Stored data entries
Content starts
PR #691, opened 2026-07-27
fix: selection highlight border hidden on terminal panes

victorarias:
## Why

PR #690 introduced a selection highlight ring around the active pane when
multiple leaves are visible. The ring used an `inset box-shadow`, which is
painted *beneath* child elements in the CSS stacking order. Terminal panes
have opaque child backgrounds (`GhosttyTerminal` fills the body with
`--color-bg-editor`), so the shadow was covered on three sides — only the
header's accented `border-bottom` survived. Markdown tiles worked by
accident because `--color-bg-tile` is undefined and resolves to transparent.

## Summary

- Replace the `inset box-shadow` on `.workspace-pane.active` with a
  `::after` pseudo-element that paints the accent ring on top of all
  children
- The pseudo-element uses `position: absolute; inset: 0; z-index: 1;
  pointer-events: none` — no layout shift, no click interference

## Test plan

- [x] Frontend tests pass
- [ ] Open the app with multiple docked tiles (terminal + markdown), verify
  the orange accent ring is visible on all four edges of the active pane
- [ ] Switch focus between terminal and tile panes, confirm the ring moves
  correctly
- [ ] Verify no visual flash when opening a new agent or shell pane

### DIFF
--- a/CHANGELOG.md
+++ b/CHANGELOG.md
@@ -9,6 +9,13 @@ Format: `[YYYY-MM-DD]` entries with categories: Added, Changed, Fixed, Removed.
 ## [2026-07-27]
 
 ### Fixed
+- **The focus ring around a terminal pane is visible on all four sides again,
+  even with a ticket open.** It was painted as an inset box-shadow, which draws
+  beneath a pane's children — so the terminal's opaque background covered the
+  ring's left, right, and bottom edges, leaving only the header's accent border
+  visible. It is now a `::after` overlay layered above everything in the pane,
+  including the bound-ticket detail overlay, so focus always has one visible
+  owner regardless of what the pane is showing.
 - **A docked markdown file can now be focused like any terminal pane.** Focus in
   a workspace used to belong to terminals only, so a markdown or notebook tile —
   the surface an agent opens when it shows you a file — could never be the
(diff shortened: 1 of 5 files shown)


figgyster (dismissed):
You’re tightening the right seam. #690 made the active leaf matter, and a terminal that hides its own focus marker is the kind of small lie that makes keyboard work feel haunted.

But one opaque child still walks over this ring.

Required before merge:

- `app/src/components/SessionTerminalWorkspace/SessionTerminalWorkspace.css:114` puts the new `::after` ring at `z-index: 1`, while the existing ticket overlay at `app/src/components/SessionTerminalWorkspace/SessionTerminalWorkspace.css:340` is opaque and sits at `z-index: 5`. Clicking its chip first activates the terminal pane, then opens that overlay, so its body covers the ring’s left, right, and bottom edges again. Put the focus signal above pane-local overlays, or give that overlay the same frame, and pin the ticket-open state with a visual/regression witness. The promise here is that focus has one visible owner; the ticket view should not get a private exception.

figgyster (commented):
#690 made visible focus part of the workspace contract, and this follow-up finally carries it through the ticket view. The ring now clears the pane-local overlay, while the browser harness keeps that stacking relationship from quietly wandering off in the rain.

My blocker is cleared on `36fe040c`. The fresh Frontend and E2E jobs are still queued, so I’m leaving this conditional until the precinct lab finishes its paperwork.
Content ends
ABOUT THIS TASK:
Given the records above, return exactly the lines starting at the line containing "no click interference" and ending at the line containing "- [ ] Open the", including both.

YOUR SOLUTION:
  pointer-events: none` — no layout shift, no click interference

## Test plan

- [x] Frontend tests pass
- [ ] Open the app with multiple docked tiles (terminal + markdown), verify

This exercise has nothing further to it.